EXTRACTED INFORMATION:
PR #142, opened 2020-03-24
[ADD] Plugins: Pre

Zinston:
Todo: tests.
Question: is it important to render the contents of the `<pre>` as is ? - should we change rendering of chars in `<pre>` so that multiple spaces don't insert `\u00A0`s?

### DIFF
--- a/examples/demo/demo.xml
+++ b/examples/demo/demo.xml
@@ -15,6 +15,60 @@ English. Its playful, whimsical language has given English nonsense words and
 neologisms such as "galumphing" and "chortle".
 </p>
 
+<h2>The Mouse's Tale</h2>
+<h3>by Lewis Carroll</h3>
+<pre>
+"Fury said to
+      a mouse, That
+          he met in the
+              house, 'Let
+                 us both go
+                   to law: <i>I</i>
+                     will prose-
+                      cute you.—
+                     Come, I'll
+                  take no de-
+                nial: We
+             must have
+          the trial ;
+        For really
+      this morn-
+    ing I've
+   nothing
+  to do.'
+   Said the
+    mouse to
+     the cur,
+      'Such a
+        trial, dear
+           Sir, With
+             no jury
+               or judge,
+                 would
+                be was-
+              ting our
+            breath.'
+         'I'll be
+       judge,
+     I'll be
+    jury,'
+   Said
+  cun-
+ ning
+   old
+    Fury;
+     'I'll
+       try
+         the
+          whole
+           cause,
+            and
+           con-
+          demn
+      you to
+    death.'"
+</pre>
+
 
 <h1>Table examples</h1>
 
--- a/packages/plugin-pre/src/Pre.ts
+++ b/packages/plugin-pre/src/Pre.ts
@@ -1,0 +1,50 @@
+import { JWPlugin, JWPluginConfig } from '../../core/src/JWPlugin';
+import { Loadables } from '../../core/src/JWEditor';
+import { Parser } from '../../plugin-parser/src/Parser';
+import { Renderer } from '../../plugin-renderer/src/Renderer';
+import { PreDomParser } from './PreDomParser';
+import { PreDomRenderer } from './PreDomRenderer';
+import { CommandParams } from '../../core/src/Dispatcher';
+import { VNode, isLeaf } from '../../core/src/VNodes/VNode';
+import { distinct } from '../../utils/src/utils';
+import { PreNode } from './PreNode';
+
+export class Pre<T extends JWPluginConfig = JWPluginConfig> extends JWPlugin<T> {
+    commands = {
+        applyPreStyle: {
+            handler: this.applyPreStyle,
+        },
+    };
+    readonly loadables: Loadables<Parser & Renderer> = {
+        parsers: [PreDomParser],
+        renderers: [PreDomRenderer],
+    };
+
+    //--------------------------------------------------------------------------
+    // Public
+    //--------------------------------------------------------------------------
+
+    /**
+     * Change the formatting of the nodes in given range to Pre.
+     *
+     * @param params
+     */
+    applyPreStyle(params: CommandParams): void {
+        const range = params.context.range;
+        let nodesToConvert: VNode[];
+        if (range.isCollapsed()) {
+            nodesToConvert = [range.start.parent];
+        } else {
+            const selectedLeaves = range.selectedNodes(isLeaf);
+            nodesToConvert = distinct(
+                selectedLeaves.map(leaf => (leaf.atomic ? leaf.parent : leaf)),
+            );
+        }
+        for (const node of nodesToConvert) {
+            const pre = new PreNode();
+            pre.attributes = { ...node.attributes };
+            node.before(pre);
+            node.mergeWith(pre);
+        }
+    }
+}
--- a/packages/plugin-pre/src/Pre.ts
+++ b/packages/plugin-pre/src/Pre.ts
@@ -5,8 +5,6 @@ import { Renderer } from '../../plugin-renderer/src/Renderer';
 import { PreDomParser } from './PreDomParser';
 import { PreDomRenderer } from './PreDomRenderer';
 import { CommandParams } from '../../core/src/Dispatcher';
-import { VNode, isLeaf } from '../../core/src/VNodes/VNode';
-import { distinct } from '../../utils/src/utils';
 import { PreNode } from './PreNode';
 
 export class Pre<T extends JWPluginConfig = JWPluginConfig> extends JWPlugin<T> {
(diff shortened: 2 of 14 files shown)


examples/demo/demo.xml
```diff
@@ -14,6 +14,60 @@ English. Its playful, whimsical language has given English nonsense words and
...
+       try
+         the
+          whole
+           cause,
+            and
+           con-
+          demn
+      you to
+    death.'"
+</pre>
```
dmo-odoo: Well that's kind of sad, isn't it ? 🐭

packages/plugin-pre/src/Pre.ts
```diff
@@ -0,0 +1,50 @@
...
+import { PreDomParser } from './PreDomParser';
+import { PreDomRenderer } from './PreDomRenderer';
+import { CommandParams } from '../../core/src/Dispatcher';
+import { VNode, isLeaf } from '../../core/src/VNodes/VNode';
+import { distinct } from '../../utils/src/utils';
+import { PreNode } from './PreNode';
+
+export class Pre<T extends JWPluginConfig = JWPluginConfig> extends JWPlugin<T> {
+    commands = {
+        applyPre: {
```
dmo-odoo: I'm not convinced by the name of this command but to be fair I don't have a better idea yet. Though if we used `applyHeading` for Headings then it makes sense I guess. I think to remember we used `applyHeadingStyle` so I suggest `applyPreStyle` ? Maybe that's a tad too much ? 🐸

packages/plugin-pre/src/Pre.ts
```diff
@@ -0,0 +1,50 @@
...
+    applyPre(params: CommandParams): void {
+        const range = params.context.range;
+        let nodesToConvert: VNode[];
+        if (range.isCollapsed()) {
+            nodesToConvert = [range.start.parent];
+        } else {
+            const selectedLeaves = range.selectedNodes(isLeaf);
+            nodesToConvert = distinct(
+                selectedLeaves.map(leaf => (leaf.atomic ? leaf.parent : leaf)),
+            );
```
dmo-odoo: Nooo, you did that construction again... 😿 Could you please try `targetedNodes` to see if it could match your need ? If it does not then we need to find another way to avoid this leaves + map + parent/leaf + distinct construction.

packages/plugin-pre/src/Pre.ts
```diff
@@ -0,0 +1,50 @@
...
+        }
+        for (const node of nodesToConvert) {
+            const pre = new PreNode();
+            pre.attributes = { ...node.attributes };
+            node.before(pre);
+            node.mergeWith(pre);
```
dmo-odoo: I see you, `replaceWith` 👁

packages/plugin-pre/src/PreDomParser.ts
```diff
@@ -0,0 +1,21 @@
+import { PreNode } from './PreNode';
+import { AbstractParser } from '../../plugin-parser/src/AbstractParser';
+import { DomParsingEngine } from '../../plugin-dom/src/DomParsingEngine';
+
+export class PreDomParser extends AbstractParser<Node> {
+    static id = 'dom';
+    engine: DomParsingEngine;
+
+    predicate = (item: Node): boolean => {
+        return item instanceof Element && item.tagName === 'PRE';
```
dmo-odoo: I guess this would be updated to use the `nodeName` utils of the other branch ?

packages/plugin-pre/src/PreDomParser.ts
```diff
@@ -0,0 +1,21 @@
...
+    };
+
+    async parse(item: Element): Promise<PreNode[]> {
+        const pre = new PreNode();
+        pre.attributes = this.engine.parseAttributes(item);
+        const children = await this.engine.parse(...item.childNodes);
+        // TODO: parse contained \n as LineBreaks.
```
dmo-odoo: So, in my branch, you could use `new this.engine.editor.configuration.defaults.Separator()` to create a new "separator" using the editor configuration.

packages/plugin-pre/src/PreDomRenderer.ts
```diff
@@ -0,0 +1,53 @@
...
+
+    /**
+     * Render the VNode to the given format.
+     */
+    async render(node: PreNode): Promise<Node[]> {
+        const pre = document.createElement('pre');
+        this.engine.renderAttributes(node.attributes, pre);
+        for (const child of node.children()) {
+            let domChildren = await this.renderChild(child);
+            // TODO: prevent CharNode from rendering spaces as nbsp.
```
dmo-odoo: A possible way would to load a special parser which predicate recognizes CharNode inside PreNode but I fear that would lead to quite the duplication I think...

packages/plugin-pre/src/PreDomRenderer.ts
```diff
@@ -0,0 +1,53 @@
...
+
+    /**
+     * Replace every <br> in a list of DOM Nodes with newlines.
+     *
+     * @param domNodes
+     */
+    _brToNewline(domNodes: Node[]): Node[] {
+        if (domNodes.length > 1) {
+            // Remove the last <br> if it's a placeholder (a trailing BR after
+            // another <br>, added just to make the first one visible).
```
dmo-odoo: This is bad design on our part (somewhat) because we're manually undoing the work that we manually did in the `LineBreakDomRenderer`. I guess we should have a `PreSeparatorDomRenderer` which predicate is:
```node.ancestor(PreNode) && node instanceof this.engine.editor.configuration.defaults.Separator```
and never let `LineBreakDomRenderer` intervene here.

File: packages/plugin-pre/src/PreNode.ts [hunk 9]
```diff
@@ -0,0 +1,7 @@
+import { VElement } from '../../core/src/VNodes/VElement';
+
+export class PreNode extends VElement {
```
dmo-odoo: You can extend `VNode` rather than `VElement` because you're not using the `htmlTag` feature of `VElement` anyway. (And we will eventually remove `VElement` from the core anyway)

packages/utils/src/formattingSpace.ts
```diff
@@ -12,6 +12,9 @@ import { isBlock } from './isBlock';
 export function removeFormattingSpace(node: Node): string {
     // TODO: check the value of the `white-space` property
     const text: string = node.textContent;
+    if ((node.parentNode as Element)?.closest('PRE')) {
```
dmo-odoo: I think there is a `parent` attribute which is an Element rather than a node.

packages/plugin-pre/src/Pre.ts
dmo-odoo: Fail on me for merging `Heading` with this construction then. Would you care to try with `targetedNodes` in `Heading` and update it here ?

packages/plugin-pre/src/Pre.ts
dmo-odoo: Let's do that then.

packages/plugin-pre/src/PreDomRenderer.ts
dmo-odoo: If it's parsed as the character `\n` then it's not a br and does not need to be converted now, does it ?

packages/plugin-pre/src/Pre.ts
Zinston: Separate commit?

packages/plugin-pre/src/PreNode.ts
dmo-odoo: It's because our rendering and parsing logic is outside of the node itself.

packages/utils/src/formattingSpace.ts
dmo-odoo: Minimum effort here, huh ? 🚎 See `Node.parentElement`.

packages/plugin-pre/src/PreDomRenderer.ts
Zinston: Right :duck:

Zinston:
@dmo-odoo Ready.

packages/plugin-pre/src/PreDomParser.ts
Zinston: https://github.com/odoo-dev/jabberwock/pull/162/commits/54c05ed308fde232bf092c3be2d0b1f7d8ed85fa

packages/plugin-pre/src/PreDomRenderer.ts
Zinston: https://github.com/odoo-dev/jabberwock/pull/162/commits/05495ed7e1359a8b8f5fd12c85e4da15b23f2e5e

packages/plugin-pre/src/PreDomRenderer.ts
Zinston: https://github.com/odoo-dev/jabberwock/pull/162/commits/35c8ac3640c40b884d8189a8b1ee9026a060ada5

THE TASK: Each line with the word "item" in the records above belongs in the result; copy all of them.

WRITTEN RESPONSE:
+    predicate = (item: Node): boolean => {
+        return item instanceof Element && item.tagName === 'PRE';
+    async parse(item: Element): Promise<PreNode[]> {
+        pre.attributes = this.engine.parseAttributes(item);
+        const children = await this.engine.parse(...item.childNodes);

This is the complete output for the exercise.